Start of DATA PROVIDED

PR #425, opened 2020-03-14
Remove all trailing whitespace from src/ files.

mrhappyasthma:
This is a preemptive step for converting all tabs to spaces.

Commands used (on Mac):
```
  export LC_CTYPE=C
  export LANG=C
  find . -not \( -name .svn -prune -o -name .git -prune \) -type f -print0 | xargs -0 sed -i '' -E "s/[[:space:]]*$//"
```


ibm2431 (approved):
Thanks!

PR #426, opened 2020-03-14
Remove trailing whitespace from script/ files.

mrhappyasthma:
Commands used (on Mac):
```
  export LC_CTYPE=C
  export LANG=C
  find . -not \( -name .svn -prune -o -name .git -prune \) -type f -print0 | xargs -0 sed -i '' -E "s/[[:space:]]*$//"
```
The script  also adds a newline to the end of the files where one is missing. This isn't strictly needed, but it seems reasonable since it's the POSIX standard:
https://pubs.opengroup.org/onlinepubs/9699919799/basedefs/V1_chap03.html#tag_03_206

> 3.206 Line
> A sequence of zero or more non- <newline> characters plus a terminating <newline> character.

This will also keep future diffs cleaner since some tools add the newline automatically.


ibm2431 (approved):
The line endings _was_ something that needed to be done!

GitHub limits display of files to the first 3,000 (per commit), so in the future, please try to break the number of files changed into multiple, smaller commits~! I pulled the commit locally and verified all the file changes were whitespace only, so this PR is fine, but review would have been a touch more difficult if these _weren't_ whitespace changes! 😅

Approved, thank you!

mrhappyasthma:
Good to know. This one was pretty straightforward so fortunately not too bad.

But I'll keep that in mind going forward for any bulk changes.

PR #427, opened 2020-03-15
Update russian comments to english for some src/ sub-directories.

mrhappyasthma:
Translated comments in:

- documentation/*
- src/common/*
- src/login/*
- src/search/*

NOTE: I also did some whitespace cleanups and removed empty comment blocks to fix up some of these files. However I will be doing separate pull requests to replace pre-existing tabs w/ spaces.

The only directories that still need translations are:

- src/map/*

**_I affirm:_**


src/search/search.cpp
```diff
@@ -971,8 +927,10 @@ search_req _HandleSearchRequest(CTCPRequestPacket& PTCPRequest)
     }
 
     return sr;
-    // не обрабатываем последние биты, что мешает в одну кучу например "/blacklist delete Name" и "/sea all Name"
+    // не обрабатываем последние биты, что мешает в одну кучу
```
mrhappyasthma, line 930: This was the only comment in these files that I couldn't quite understand enough to translate.

It's something about skipping the final bits, but by reading through the code it's not obvious why this is done or what's happening.

The phrase `кучу` here could possibly mean "heap", "struct", or "packet". Or perhaps something else...

kaincenteno:
saw several comment blocks that were empty, wouldn't it be better to fill them with information related to what is below? Maybe whomever wrote that meant to do that?

mrhappyasthma:
I could add them back, in the meantime, if we wanted to keep this PR better scoped, but I felt that they made the files easier to work with for the short term.

I agree that ideally we should comment all of the methods (even those without a placeholder comment block), but I felt it was outside the scope of this immediate change -- which was largely to change existing comments from Russian to English.

I'm also not the original author of the code, so it took me a while between Google Translate and tracing the code to make sure I ported the comments as accurately as possible. So it may take some time to add proper comments to all undocumented methods as well.

So my opinion is that adding documentation to undocumented code would be better scoped in a separate pull request.

src/search/search.cpp
ibm2431: They might be referring to extra information that's usually supposed to be in the same packet, but is being skipped because it's not always there.

I've probably booted the search server _once_, and I'm not finding anything useful in Windower's packet library, so I couldn't guess what that information might potentially be.

ibm2431 (approved):
Thanks! I appreciate the effort you're putting into trying to ensure the translations make sense with the surrounding code!

src/search/search.cpp
mrhappyasthma: What's your preference for this one? I was tempted to just leave it as is.

I could drop in a more literal translation of the text, but I worry if it's not accurate then it won't be meaningful.

mrhappyasthma:
No problem. I'll slowly go through the remaining files as well. :)

PR #430, opened 2020-03-15
[version update] 30200304_3

wrenffxi:
**_I affirm:_**


ibm2431 (approved):
Thanks as always, Wren! 👍 

Feel like updating `zone_settings` while you're here?

wrenffxi:
I don't know where the values come from, for entries into zone_settings and zone_weather.

TeoTwawki:
> Thanks as always, Wren! 
> 
> Feel like updating `zone_settings` while you're here?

End of DATA PROVIDED

**PROBLEM DETAILS:**
Give back the complete material, keeping every word exactly as written.

**TASK ANSWER:**
PR #425, opened 2020-03-14
Remove all trailing whitespace from src/ files.

mrhappyasthma:
This is a preemptive step for converting all tabs to spaces.

Commands used (on Mac):
```
  export LC_CTYPE=C
  export LANG=C
  find . -not \( -name .svn -prune -o -name .git -prune \) -type f -print0 | xargs -0 sed -i '' -E "s/[[:space:]]*$//"
```


ibm2431 (approved):
Thanks!

PR #426, opened 2020-03-14
Remove trailing whitespace from script/ files.

mrhappyasthma:
Commands used (on Mac):
```
  export LC_CTYPE=C
  export LANG=C
  find . -not \( -name .svn -prune -o -name .git -prune \) -type f -print0 | xargs -0 sed -i '' -E "s/[[:space:]]*$//"
```
The script  also adds a newline to the end of the files where one is missing. This isn't strictly needed, but it seems reasonable since it's the POSIX standard:
https://pubs.opengroup.org/onlinepubs/9699919799/basedefs/V1_chap03.html#tag_03_206

> 3.206 Line
> A sequence of zero or more non- <newline> characters plus a terminating <newline> character.

This will also keep future diffs cleaner since some tools add the newline automatically.


ibm2431 (approved):
The line endings _was_ something that needed to be done!

GitHub limits display of files to the first 3,000 (per commit), so in the future, please try to break the number of files changed into multiple, smaller commits~! I pulled the commit locally and verified all the file changes were whitespace only, so this PR is fine, but review would have been a touch more difficult if these _weren't_ whitespace changes! 😅

Approved, thank you!

mrhappyasthma:
Good to know. This one was pretty straightforward so fortunately not too bad.

But I'll keep that in mind going forward for any bulk changes.

PR #427, opened 2020-03-15
Update russian comments to english for some src/ sub-directories.

mrhappyasthma:
Translated comments in:

- documentation/*
- src/common/*
- src/login/*
- src/search/*

NOTE: I also did some whitespace cleanups and removed empty comment blocks to fix up some of these files. However I will be doing separate pull requests to replace pre-existing tabs w/ spaces.

The only directories that still need translations are:

- src/map/*

**_I affirm:_**


src/search/search.cpp
```diff
@@ -971,8 +927,10 @@ search_req _HandleSearchRequest(CTCPRequestPacket& PTCPRequest)
     }
 
     return sr;
-    // не обрабатываем последние биты, что мешает в одну кучу например "/blacklist delete Name" и "/sea all Name"
+    // не обрабатываем последние биты, что мешает в одну кучу
```
mrhappyasthma, line 930: This was the only comment in these files that I couldn't quite understand enough to translate.

It's something about skipping the final bits, but by reading through the code it's not obvious why this is done or what's happening.

The phrase `кучу` here could possibly mean "heap", "struct", or "packet". Or perhaps something else...

kaincenteno:
saw several comment blocks that were empty, wouldn't it be better to fill them with information related to what is below? Maybe whomever wrote that meant to do that?

mrhappyasthma:
I could add them back, in the meantime, if we wanted to keep this PR better scoped, but I felt that they made the files easier to work with for the short term.

I agree that ideally we should comment all of the methods (even those without a placeholder comment block), but I felt it was outside the scope of this immediate change -- which was largely to change existing comments from Russian to English.

I'm also not the original author of the code, so it took me a while between Google Translate and tracing the code to make sure I ported the comments as accurately as possible. So it may take some time to add proper comments to all undocumented methods as well.

So my opinion is that adding documentation to undocumented code would be better scoped in a separate pull request.

src/search/search.cpp
ibm2431: They might be referring to extra information that's usually supposed to be in the same packet, but is being skipped because it's not always there.

I've probably booted the search server _once_, and I'm not finding anything useful in Windower's packet library, so I couldn't guess what that information might potentially be.

ibm2431 (approved):
Thanks! I appreciate the effort you're putting into trying to ensure the translations make sense with the surrounding code!

src/search/search.cpp
mrhappyasthma: What's your preference for this one? I was tempted to just leave it as is.

I could drop in a more literal translation of the text, but I worry if it's not accurate then it won't be meaningful.

mrhappyasthma:
No problem. I'll slowly go through the remaining files as well. :)

PR #430, opened 2020-03-15
[version update] 30200304_3

wrenffxi:
**_I affirm:_**


ibm2431 (approved):
Thanks as always, Wren! 👍 

Feel like updating `zone_settings` while you're here?

wrenffxi:
I don't know where the values come from, for entries into zone_settings and zone_weather.

TeoTwawki:
> Thanks as always, Wren! 
> 
> Feel like updating `zone_settings` while you're here?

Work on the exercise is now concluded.